## [Your task]
Only one stretch of the data below is wanted: the lines starting at the one with "substitution for hook" and ending at the one with "upgrade, and leaves", both included, given again exactly.

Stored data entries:
=-=-=
PR #3116, opened 2026-07-31
feat(devin-cli): add Devin CLI hooks integration

### LINKED ISSUE #3096: Claude Code: deleted subagent worktrees create orphan agent-* banks

ichoosetoaccept:
## Why

Devin CLI users have no first-party way to give their agent persistent memory across
sessions. Every new session starts cold: stack, preferences, and past decisions have to be
re-explained, and whatever context existed is lost when the window compacts.

This adds a Hindsight integration for Devin CLI in the same shape as the existing
coding-agent integrations — Python hook scripts that read JSON from stdin and write JSON to
stdout, plus an MCP server for explicit knowledge tools. After install, every prompt
reaches the model with the most relevant memories from past sessions pre-injected, and
conversations are retained during the session and again at session end.

It is a port of the Claude Code plugin: same four lifecycle hooks, same `settings.json`
schema, same env var names, same `agent_knowledge_*` MCP tools. A shared external Hindsight
server and a single `~/.hindsight` config can serve both integrations, and a parity test
keeps the schemas from drifting apart.

## How memory flows

| Devin hook | Script | What it does | Why this hook |
| --- | --- | --- | --- |
| `SessionStart` | `session_start.py` | Registers the session, verifies Hindsight is reachable, and pre-warms the local `hindsight-embed` daemon in the background. | Fire-and-forget setup that must never block the agent — 5s budget. |
| `UserPromptSubmit` | `recall.py` | Queries Hindsight for memories relevant to the prompt and injects them as `hookSpecificOutput.additionalContext`. | Synchronous, runs every prompt; the only place recall can reach the model. |
| `Stop` | `retain.py` | Reads the session's unretained messages and POSTs them to the retain API with `async=true`, every configured N turns. | Fires each turn; the server processes retention in the background. |
| `SessionEnd` | `session_end.py` | Forces a final retain (so sessions shorter than `retainEveryNTurns` still land), deregisters the session, and stops the daemon once the last session is gone. | Guarantees short sessions are stored before the process exits. |

Explicit memory is available too: the MCP server exposes the `agent_knowledge_*` tools
(recall, ingest, and knowledge-page CRUD) over stdio.

## Two Devin-specific constraints

Both are worked around rather than solved, because Devin CLI's plugin system shipped in
v2026.7.16 (June 16, 2026) and is still labelled beta — "behavior and configuration may
change in future releases". Both were re-verified against CLI 3000.3.22 before submitting.

**Setup is two steps.** Devin exposes exactly one environment variable to hook processes,
`DEVIN_PROJECT_DIR` (the user's project, not the plugin), and offers no plugin-root
substitution for hook commands. A relative command is handed to the shell verbatim and
resolves against the directory the session was launched from, not the directory the hooks
file lives in — confirmed with a probe hook whose `hooks.v1.json` sat at a repo root while
the script it named existed only in the subdirectory `devin` was started from: it ran,
reporting `PWD` as the launch directory. So a plugin cannot name its own scripts. After
`devin plugins install`, `scripts/install.py` writes absolute-path entries into Devin's
documented config locations; it is idempotent, replaces a previous version's entries on
upgrade, and leaves unrelated third-party entries alone.

One qualifier, since it is easy to check and conclude otherwise: the CLI binary does
contain `${CLAUDE_PLUGIN_ROOT}`, alongside the `${env:VAR}` / `${file:...}` interpolation
the MCP docs describe — but it sits in the **MCP** config importer, not the hook path. If it
resolves for a plugin's `mcp_config.json`, the MCP server could be declared rather than
installed, and only the four hooks would need the installer. It is undocumented and I could
not verify it here (`devin plugins install` requires an org policy check this environment
cannot reach), so the installer registers both — one install path, one uninstall path.
**If you or the Devin team can confirm the substitution, I will move the MCP half into
`mcp_config.json` and shrink the installer.**

**Retain reads Devin CLI's session SQLite database.** The shipped reference documents the
entire `Stop` payload as `stop_hook_active`, plus the universal `session_id` / `prompt_id` —
there is no `transcript_path`. Devin does persist every session locally keyed by that same
`session_id`, and `lib/devin_transcript.py` reads it. The read path is deliberately
defensive: a missing file, table, or column, or an unparseable payload, degrades to an empty
transcript, so a future CLI release that changes the schema switches auto-retain off rather
than breaking sessions. `session_end.py` keys off `session_id` for the same reason.

Everything else matches the Claude Code plugin's design: a local stdio MCP server via
`run_mcp.sh`, and a local `hindsight-embed` daemon (or an external server). The daemon runs
on port 9078 so it does not collide with the Claude Code plugin's on 9077.

## Configuration

`~/.hindsight/devin-cli.json` for personal overrides, stable across plugin updates and
matching `~/.hindsight/claude-code.json`:

```json
{
  "hindsightApiUrl": "https://api.hindsight.vectorize.io",
  "hindsightApiToken": "your-api-key",
  "bankId": "my-devin-memory"
}
```

`settings.json` at the plugin root holds the shipped defaults. Every option also has an
env-var override (`HINDSIGHT_API_URL`, `HINDSIGHT_BANK_ID`, `HINDSIGHT_RECALL_BUDGET`, …) —
the same set the Claude Code plugin documents, which is what the parity test pins.

## What's in the integration

```
hindsight-integrations/devin-cli/
├── README.md, CHANGELOG.md, LICENSE, settings.json
├── pyproject.toml, requirements.txt      # dual-distributed: plugin + pip package
├── .devin-plugin/plugin.json             # plugin manifest
├── scripts/
│   ├── session_start.py                  # SessionStart
│   ├── recall.py                         # UserPromptSubmit
│   ├── retain.py                         # Stop
│   ├── session_end.py                    # SessionEnd
│   ├── install.py / uninstall.py         # hook + MCP registration
│   ├── mcp_server.py, run_mcp.sh         # stdio MCP server + venv bootstrap
│   └── lib/                              # bank, client, config, content, daemon,
│                                         # devin_transcript, llm, state
├── skills/setup/, skills/create-agent/
└── tests/                                # 398 tests
```

## Install

```bash
devin plugins install vectorize-io/hindsight#hindsight-integrations/devin-cli
```

Then register the hooks and MCP server once — easiest by starting a session and asking Devin
to set up Hindsight memory, which invokes the plugin's `setup` skill. The README documents
the direct command too.

## Relationship to `hindsight-devin-desktop`

Worth a maintainer decision before merge. `hindsight-devin-desktop` v0.2.0 (#2692) added
`devin_local.py`, targeting the **Devin Local** agent — which its own docstring describes as
*"the successor agent, shared with the Devin CLI"*. That is the same runtime this plugin
targets, and it writes the same config file (`~/.config/devin/config.json`).

**Both installers preserve each other's entries**, which is the problem: this plugin's
`_OURS_RE` (`scripts/install.py:55`) only matches its own `python3 "…/scripts/<hook>.py"`
command shape, and `devin-desktop`'s `_is_ours_for` (`devin_local.py:182`) only matches
`sys.executable -m hindsight_devin_desktop.hook`. Neither strips the other, so a user with
both installed gets two `SessionStart` recall injections and two `Stop` retain paths against
the same session.

Suggested split, by agent runtime rather than by product: `hindsight-devin-desktop` narrows
to Cascade (`~/.codeium/windsurf/`) and drops `devin_local.py`; this plugin owns the Devin
CLI runtime (`~/.config/devin/`) however it is launched — standalone or driven by Desktop
over ACP. Happy to send that as a follow-up if you agree; it is deliberately out of scope
here so the new plugin can be reviewed on its own.

Separately: `hindsight-docs/blog/2026-07-02-devin-desktop-persistent-memory.md` predates
`devin_local.py` by 11 days and still says Devin Desktop *"doesn't expose lifecycle hooks to
third parties"*. No longer accurate for Devin Local; needs a refresh independently of this
PR.

## Prior art: fixes already reported or proposed against `claude-code`

I went through the open issues and PRs before submitting, because a port that silently
re-fixes what someone has already proposed is worse than useless. Three overlaps:

**Already fixed here, independently and identically — #2999.** `retain.py`'s
`retain_full_window = retention_progress.start_index == 0` narrows the retain slice a second
time after `plan_retention()` has already narrowed it, while `commit_retention()` advances
the cursor past the whole suffix. #2999 changes it to `= True` with the same reasoning; so
does this port. I reached it from a different symptom (an assistant-only tail formatting to
nothing) and found #2999 afterwards. **If #2999 lands first this needs no rebase — the line
is already what that PR makes it.**

**Inherited, and fixed here on the strength of your report — #3026 / #3027.** This plugin
shipped `mcp>=1.0.0`, the same unbounded spec. mcp 2.0 removed `mcp.server.fastmcp`, so a
fresh install resolves to a release `mcp_server.py` cannot start under — and `run_mcp.sh`
only re-pips when `import mcp` fails, which succeeds under 2.x, so the venv is never
repaired. Now `mcp>=1.0.0,<2`, with a second test asserting `mcp_server.py` still imports
from that path, so the pin is lifted when the reason for it goes away rather than outliving
it.

**Adjacent, not conflicting — #2900 / #2913.** #2913 adds a `--check` release guard to
`scripts/release-integration.sh`; this PR changes the version-bump block in the same file.
Different concerns, non-overlapping hunks, but whichever merges second may want a look.

Six further fixes proposed upstream are deliberately **not** adopted here: #2812
(nearest-ancestor `directoryBankMap`), #2897 (`HINDSIGHT_RETAIN_TAGS`), #3024 / #2487 (filter
injected harness turns), #2869 (detach `SessionEnd`), #3110 / #3098 (project resolution when
the worktree is gone), #2493 (seed bank missions only when unset). All apply equally here.
They are left out because adopting them would mean picking a winner between competing PRs —
#3110 and #3098 both fix #3096 — and a new-integration PR is the wrong place to pre-empt
those reviews. This port matches current `main` and will follow whichever lands.

## Other divergences from the Claude Code plugin

Ten rounds of automated review ran against this branch before submission. The great majority
of what it surfaced was not in the new code — it was in files copied from
`hindsight-integrations/claude-code`, several byte-for-byte. Rather than carry them over,
they are fixed here.

**`claude-code` is untouched by this PR**, so the two plugins now differ in 26 places. Each
is a candidate for a follow-up PR against `claude-code`, which I am happy to send — I did not
want a new-integration PR to also be a behaviour change to an existing one. The full list
with per-item reasoning is in the commit message; the headline items:

- **Security.** `lib/daemon.py` no longer passes `HINDSIGHT_API_LLM_API_KEY` as a
  `profile create --env` argument, where any local user could read it from the process
  listing. It reaches the daemon through the subprocess environment instead.
- **The daemon was shared but its lifecycle was not.** The stop decision hung off a single
  global marker, so the first session to end stopped the daemon out from under the others.
  Sessions now register under an interprocess lock and it stops only when the last one
  deregisters; ownership is released in the same locked write that decides to stop, and
  handed back if the stop then fails. A failed stop is now *detected* at all — `_run_embed()`
  does not pass `check=True`, so "could not stop" came back as an ordinary
  `CompletedProcess` and read as success.
- **Retention silently dropped messages.** Checkpoints were committed before the retain
  request rather than after, so a failed request skipped the messages it never sent.
- **`_file_lock()` yielded unlocked when it could not acquire the lock**, so a
  read-modify-write ran with no interprocess synchronisation while looking exactly like it
  held the lock — the corruption the lock exists to prevent.
- **A malformed setting took a hook down with it.** A string where a list belongs iterates
  one character at a time; a list where a dict belongs raises `AttributeError`; a string
  where an int belongs raises `TypeError`. All inside a hook, so one mistyped optional
  setting switched off the thing it was added to tune. `load_config()` now checks each value
  against the type of its `DEFAULTS` entry.
- **`UnicodeDecodeError` slipped through eight handlers** — it subclasses `ValueError`, not
  `OSError`, so it escaped `except (json.JSONDecodeError, OSError)` at the settings reader,
  all four hooks' stdin readers, the installer's config read, the git worktree probe, and the
  session-db row parser. A single bad byte stopped every hook.
- **Neither hook can exit nonzero any more.** Both document *"0 — always"* and both exited 2
  under `debug`, so turning debug on to investigate a recall failure escalated it from "no
  memories this turn" to a rejected prompt.

Also fixed: an unescaped SQLite URI, an unescaped `page_id` in MCP URL paths, a `document_id`
that stripped file extensions (so `README.md` and `README.txt` collided and the second
overwrote the first), a `"name": null` on a `tool_use` block that aborted a whole transcript,
LRU rather than lexicographic session eviction, and `run_mcp.sh` absolutising its data
directory before `cd`.

One inherited behaviour is deliberately left alone: `_is_channel_message_tool()` classifies
any `mcp__*` tool carrying a text-like input field as a channel reply, which catches
non-messaging tools such as `mcp__email__send`. That heuristic is a documented tradeoff — it
recognises any channel plugin without hardcoding tool names, and the obvious alternative
defeats the property it was built for. Worth changing deliberately alongside `claude-code`.

## CI / release wiring

- New `test-devin-cli-integration` job in `.github/workflows/test.yml`, gated on a new
  `integrations-devin-cli` path filter and wired into the aggregate status check.
- `devin-cli` added to `VALID_INTEGRATIONS` in `scripts/release-integration.sh`.
- Added to `hindsight-integrations/README.md` and the docs integrations index.
- **One fix outside the new plugin:** `scripts/release-integration.sh` bumped only the first
  match of an `if`/`elif` chain, so releasing any integration with more than one version
  source updated `pyproject.toml` and silently left the plugin manifest stale. That already
  affects `cursor` and `zcode`. It now bumps every source present. (Related to #2900; see the
  #2913 note above.)

## Verification

```bash
cd hindsight-integrations/devin-cli
uv run pytest tests -q
# 398 passed

uv run --no-project ruff check --config ../../ruff.toml .
uv run --no-project ruff format --check --config ../../ruff.toml .
# All checks passed! / 34 files already formatted
```

No live Hindsight server or Devin CLI is required for the suite — hooks are tested
end-to-end with a fake HTTP client, mocked stdin/stdout, and an isolated `HOME`. Every
regression test for the fixes above was confirmed to fail against the unpatched source; the
concurrency ones spawn real subprocesses, because the guarantee is an interprocess one. A
parity test asserts `settings.json`, `DEFAULTS`, and `ENV_OVERRIDES` stay identical to the
Claude Code plugin apart from the documented divergences, so adding a key to one plugin and
not the other fails CI. `install.py` / `uninstall.py` are verified idempotent against a
config file containing unrelated third-party hook entries.


ichoosetoaccept:
Closing this — superseded by #2522, which landed Devin CLI support in `hindsight-integrations/coding-agents/` a few hours before I pushed the last revision here.

That's the better home for it. Devin CLI there is three entrypoint files, one `HOOK_HARNESSES` declaration, `transcript-devin.ts` and one `HarnessInstaller` — roughly 150 lines against a lifecycle shared with nine other agents — where this PR is a standalone Python plugin reimplementing recall, retain, bank derivation, knowledge tools and installation for a single agent.

Worth recording that the two implementations independently reached the same two conclusions about Devin CLI, since neither is documented by Cognition:

- Devin CLI's hook payloads carry no `transcript_path`, so the conversation has to be read out of `~/.local/share/devin/cli/sessions.db` (`message_nodes`, de-duplicated by `message_id`).
- A plugin-shipped `hooks.json` has no `${DEVIN_PLUGIN_ROOT}`-equivalent, and its relative paths resolve against the project working directory rather than the plugin's install directory — so hook and MCP registration has to be written into `~/.config/devin/config.json` and `~/.config/devin/mcp_config.json`.

Separately: two findings from reviewing this branch apply to code that is still on `main`, independent of anything proposed here. Recording them so they aren't lost with the PR.

**Tool results are counted as user turn boundaries.** In `hindsight-integrations/claude-code/scripts/lib/content.py`, `slice_last_turns_by_user_boundary` treats every `role: "user"` message as a turn boundary (line 185), as does the last-turn retention path (line 336). Anthropic-style tool results are delivered as `role: "user"` messages, so a normal prompt → tool_use → tool_result → answer exchange puts the boundary on the tool result and drops the prompt that caused it. This affects both recall query composition and chunked retention. The `openclaw` integration already filters these out in its own `sliceLastTurnsByUserBoundary`.

**`strip_channel_envelope` matches anywhere in the message.** Same file, line 32, uses `re.search` rather than an anchored match, so a message that merely *mentions* a channel envelope is replaced by that envelope's inner text — `please explain <channel source="x">hello</channel> thanks` is retained as `hello`, discarding what the user actually wrote, from both recall and retention.

No action needed on this PR.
=-=-=
## [Response to the task]
substitution for hook commands. A relative command is handed to the shell verbatim and
resolves against the directory the session was launched from, not the directory the hooks
file lives in — confirmed with a probe hook whose `hooks.v1.json` sat at a repo root while
the script it named existed only in the subdirectory `devin` was started from: it ran,
reporting `PWD` as the launch directory. So a plugin cannot name its own scripts. After
`devin plugins install`, `scripts/install.py` writes absolute-path entries into Devin's
documented config locations; it is idempotent, replaces a previous version's entries on
upgrade, and leaves unrelated third-party entries alone.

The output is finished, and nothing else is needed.